Dashiell Hedayat

Dashiell Hedayat

Biographie

    J’ai desserré mon nœud de cravate, je pince les cordes d’une invisible guitare électrique, je me déhanche dans mes cuirs imaginaires, me revoici la pop star inconnue que je fus, la figure légendaire de l’underground parisien des early seventies – yeah ! je suis Dashiell Hedayat, je joue Obsolete. Je me lance dans ce long crescendo de la face B, Cielo drive.

    Depuis que j’ai assigné un terme à ma vie, qui n’est autre que l’invivable, et que je vois s’amenuiser le vivable de jour en jour, de plus en plus souvent mon passé me revient ainsi par bouffées, sans que je le sollicite, comme ces fantasmes qui s’imposent soudain à nous avec toute l’insistance du désir au milieu de la morne routine quotidienne ; des souvenirs de jeunesse que j’aurais crus sinon à jamais effacés, du moins très affadis. Mais l’affect m’assaille, vivace, acide : sons et couleurs électriques, odeur de hasch, flashes, décomposition du spectre lumineux, stridences des guitares slide, sueur et encens, volutes de fumée bleue, frisson du bois crissant sur la peau tendue d’une caisse claire, cuir moite du col comme un baiser au cou, cheveux dans les yeux, envolée d’un solo alors, ivresse, brefs riffs assourdissants et glissandos en vrille à la Jimi Hendrix.

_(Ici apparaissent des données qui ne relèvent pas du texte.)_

Issue #893, opened 2019-10-24
Support Elastic Cloud id


jsvd:
Currently, only core features of logstash like monitoring [support the configuration of cloud id](https://www.elastic.co/guide/en/cloud/current/ec-cloud-id.html).

I'd be nice if elastic cloud users can put the cloud id instead of host/port/user/auth

sgreszcz:
Is there anyway of doing this?  Cloud ID works fine with beats, but not Logstash. Even the documentation is confusing about Logstash and cloud ID: https://www.elastic.co/guide/en/cloud/current/ec-cloud-id.html

PR #906, opened 2019-12-16
Feat: Added support for cloud_id and cloud_auth

kares:
should be fairly straight-forward: 
- **cloud_id** is a substitute for the *hosts* setting (one can not use both)
- **cloud_auth** is an *user/password* alternative

resolves: https://github.com/logstash-plugins/logstash-output-elasticsearch/issues/893

~~TODO documentation for new options~~

### DIFF
--- a/lib/logstash/outputs/elasticsearch.rb
+++ b/lib/logstash/outputs/elasticsearch.rb
@@ -125,7 +125,7 @@ class LogStash::Outputs::ElasticSearch < LogStash::Outputs::Base
   # Cloud authentication string ("<username>:<password>" format) is an alternative for the `user`/`password` configuration.
   #
   # For mode details, check out the https://www.elastic.co/guide/en/logstash/current/connecting-to-cloud.html#_cloud_auth[cloud documentation]
-  config :cloud_auth, :validate => :string
+  config :cloud_auth, :validate => :password
 
   # HTTP Path at which the Elasticsearch server lives. Use this if you must run Elasticsearch behind a proxy that remaps
   # the root path for the Elasticsearch HTTP API lives.
--- a/lib/logstash/outputs/elasticsearch.rb
+++ b/lib/logstash/outputs/elasticsearch.rb
@@ -17,7 +17,7 @@ require "forwardable"
 # called `http.content_type.required`. If this option is set to `true`, and you
 # are using Logstash 2.4 through 5.2, you need to update the Elasticsearch output
 # plugin to version 6.2.5 or higher.
-# 
+#
 # ================================================================================
 #
 # This plugin is the recommended method of storing logs in Elasticsearch.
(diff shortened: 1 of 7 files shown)


lib/logstash/outputs/elasticsearch.rb
```diff
@@ -122,6 +122,11 @@ class LogStash::Outputs::ElasticSearch < LogStash::Outputs::Base
   # Password to authenticate to a secure Elasticsearch cluster
   config :password, :validate => :password
 
+  # Cloud authentication string ("<username>:<password>" format) is an alternative for the `user`/`password` configuration.
+  #
+  # For mode details, check out the https://www.elastic.co/guide/en/logstash/current/connecting-to-cloud.html#_cloud_auth[cloud documentation]
+  config :cloud_auth, :validate => :string
```
robbavey: This should be `:validate => :password` as it contains password information

```suggestion
  config :cloud_auth, :validate => :password
```

lib/logstash/outputs/elasticsearch/common.rb
```diff
@@ -115,6 +117,64 @@ def setup_hosts
...
+      end
+      @user, @password = parse_user_password_from_cloud_auth(@cloud_auth)
+      params['user'], params['password'] = @user, @password
+    end
+
+    def parse_host_uri_from_cloud_id(cloud_id)
+      begin # might not be available on older LS
+        require 'logstash/util/cloud_setting_id'
+      rescue LoadError
+        raise LogStash::ConfigurationError, 'The cloud.id setting is not supported by LogStash, please set hosts instead.'
```
robbavey: Nits: `cloud.id` should read `cloud_id` to reflect configuration property name
          Capitalization of "LogStash" should read Logstash
          Maybe state that the setting is not supported by this version of Logstash, as later versions do support it.

lib/logstash/outputs/elasticsearch/common.rb
```diff
@@ -115,6 +117,64 @@ def setup_hosts
...
+      cloud_uri = "#{cloud_id.elasticsearch_scheme}://#{cloud_id.elasticsearch_host}"
+      LogStash::Util::SafeURI.new(cloud_uri)
+    end
+    private :parse_host_uri_from_cloud_id
+
+    def parse_user_password_from_cloud_auth(cloud_auth)
+      begin # might not be available on older LS
+        require 'logstash/util/cloud_setting_auth'
+      rescue LoadError
+        raise LogStash::ConfigurationError, 'The cloud.auth setting is not supported by LogStash, please set user/password instead.'
```
robbavey: Nits: cloud.id should read cloud_id to reflect configuration property name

    Plus que souvenirs, moins que souvenirs, sensations, pures sensations : fatigue heureuse d’une nuit de défonce et d’impros, rémanence du tempo dans l’oreille et les os, lumière noire, amère saveur de l’herbe, quelques brins coincés entre les dents, envie à la fois de pleurer et de rire, hébétudes, états limites, proches de la folie… Plaisir violent et neuf que je retrouve intact, sans ce flou habituel dont la nostalgie voile le passé, l’ombre au pastel, en estompe avec les joies et les souffrances. Aucun regret, si ce n’est de l’énergie qui m’animait alors, qui me faisait consentir à la cruauté de l’existence, sa beauté rimbaldienne. Aubes batailleuses à Soho ! Dans Wardour Street, les reflets des néons criards qui sur le fog jaune sale écrivaient Night… L’instant où le feu de croisement dont seul clignotait l’orange reprenait son mode diurne d’alternance tricolore, que nous attendions comme une promesse faite à nous seuls… Le cérémonial du shit et du shilom dans cet obscur basement tendu de vinyle bordeaux, à Bayswater, sous la reproduction d’un tryptique de Bacon ; j’y étais trois fois cet homme livide, malade, nu : – sous une ampoule nue, – aux chiottes, – vomissant dans le lavabo… Blues… Rock… Séances de pose avec Mick Rock, le photographe des stars… « And all that… », répétait inlassablement l’ami Syd Barrett, bottine de cuir orange au pied gauche, de cuir bleu au pied droit, campé sur son parquet aux lames peintes alternativement en bleu et orange, définitivement perdu dans son trip.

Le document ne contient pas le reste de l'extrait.